The present invention relates to multicasting in a communications network and, more particularly, to a method and apparatus for port memory multicast cell tracking in common memory switches for use in an asynchronous transfer mode (ATM) network.
ATM networks pass data in the form of cells. The cells, which are of fixed size, pass through one or more switches on the way to a specified destination that may be another switch, a terminal, or some other component in the network. An individual cell may need to be sent to several different destinations in the network from a single switch.
For purposes of this discussion, the term "multicasting" refers to the distribution of a cell to multiple destinations. When multicasting, an individual cell is copied in a switch, and the copies are sent to multiple destinations from the switch. In a common memory switch, the cell copying operation can be efficiently achieved by storing the cell in memory and generating multiple copies of the cell memory location (the cell address). Each copy of the cell address is stored at an output queue of the switch. A count memory stores a count of the number of copies of the cell made and transmitted. As copies of the cell exit the switch, the count in the count memory decrements. When the last cell copy is transmitted, the value of the count in the count memory is zero. At this point the address can be reused for another cell and is returned to a list of free memory locations.

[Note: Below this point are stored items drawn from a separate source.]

PR #870, opened 2024-09-30
Fix bug in http proxy liveness during read-only introduced after refactoring

achulkov2:
Fun fact: if all orchids return error, we will consider masters to be in read-only and keep the proxies alive for longer. I don't really see too much harm in that.


don-dron (approved):
LGTM

PR #871, opened 2024-10-01
Do not fail on completed job stderr get if node if offline

gritukan:
Prior to this change, `get_job_stderr` would fail for a completed job if the corresponding exec node is offline because we try to get job stderr from the node first.


Kontakter (approved):
LGTM

PR #882, opened 2024-10-08
Allow to filter speclets in list handler

dmi-feo:


Kontakter:
Dmitry is on vacation, I hope that he will read this PR in the beginning of the next week

yt/chyt/controller/internal/api/helpers.go
```diff
@@ -92,6 +93,55 @@ func transformToStringSlice(value any) (any, error) {
...
+	filterVals, ok := value.(map[string]any)
+	if !ok {
+		typeName := reflect.TypeOf(value).String()
+		return nil, unexpectedTypeError(typeName)
+	}
+
+	allowedTypes := []string{"string", "bool"}
+	newMap := make(map[string]any, len(filterVals))
+	for k, v := range filterVals {
+		if k == "state" {
```
DimasKovas, line 110:
```go
if k == "state" {
    newMap[k] = strawberry.OpletState(v)
} else if k == "health" {
    newMap[k] = strawberry.OpletHealth(v)
} else {
    newMap[k] = v
}
```

DimasKovas (changes requested):

yt/chyt/controller/internal/api/helpers.go
```diff
@@ -92,6 +93,30 @@ func transformToStringSlice(value any) (any, error) {
 	return transformedAttributes, nil
 }
 
+func transformFilterValues(value any) (any, error) {
+	if value == nil {
+		return nil, nil
```
DimasKovas, line 98: `return nil` and `return map[string]any(nil)` are different in this context - the first one doesn't store the type info and `x.(map[string]any)` would cause panic (I'll fix it during the import)

yt/chyt/controller/internal/api/helpers.go
```diff
@@ -92,6 +93,30 @@ func transformToStringSlice(value any) (any, error) {
...
+	filterVals, ok := value.(map[string]any)
+	if !ok {
+		typeName := reflect.TypeOf(value).String()
+		return nil, unexpectedTypeError(typeName)
+	}
+
+	newMap := make(map[string]any, len(filterVals))
+	for k, v := range filterVals {
+		if k == "state" {
+			newMap[k] = strawberry.OpletState(v.(string))
```
DimasKovas, line 110: Need to validate the type of the `v` parameter before accessing it with `.(string)`
I'll fix it during the import

DimasKovas (approved):

PR #888, opened 2024-10-14
Require native client only in case of enabled auth

dmi-feo:


Kontakter (approved):

Kontakter:
Discard in favor of proper fix by Nadya Savchenko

One known multicast cell counting implementation uses a single memory to count the cell copies exiting the switch. FIG. 1 is useful for discussing the single memory multicast count implementation. This implementation requires several memory operations to track cell copies. The cell count value (ie., the number of copies of the cell to be transmitted) is written to the memory 10 on enqueue, i.e., when a cell enters the switch (step 12). When a cell leaves the switch, the cell count value is read (step 14) from the multicast count memory and decremented (step 16). The decremented count value is then written to and stored in the multicast count memory (step 18). A cell count value of zero indicates all cell copies have been transmitted from the switch to the intended destinations.
This approach thus requires three memory accesses on the memory per cell cycle. For purposes of this discussion, a cell "cycle" is the enqueuing of a single cell to a switch and the dequeuing of that cell from the switch. Since three memory accesses are performed for each cell cycle, the memory must function three times as fast as the cell rate. This performance requirement for the memory greatly limits the types of memory that can successfully perform the task of multicast counting in high capacity common memory switches. Generally, only small, fast memories are capable of supporting this implementation. This limits the capacity of the switch or restricts the number of memory locations that can be used for multicast cells, as the multicast counting operation is the most demanding (in terms of memory bandwidth) in a common memory switch.
Another known cell counting implementation is disclosed and claimed in U.S. patent application Ser. No. 08/994,792, titled "Method and Apparatus for Banked Multicast Common Memory Switches" and filed on Dec. 19, 1997, which is hereby expressly incorporated by reference. In this implementation, two separate memories are used to count cell copies to be transmitted, resulting in a reduced number of memory accesses per memory per cycle. While this approach is an improvement over the single memory implementation, it can not dequeue cells at the full rate when commercial L2 cache memory and banking techniques are used.
It is, therefore, desirable to provide a method and apparatus for multicasting incorporating a cell tracking strategy having a reduced number of per-memory accesses and capable of cell dequeue rates that permit use of commercial memories.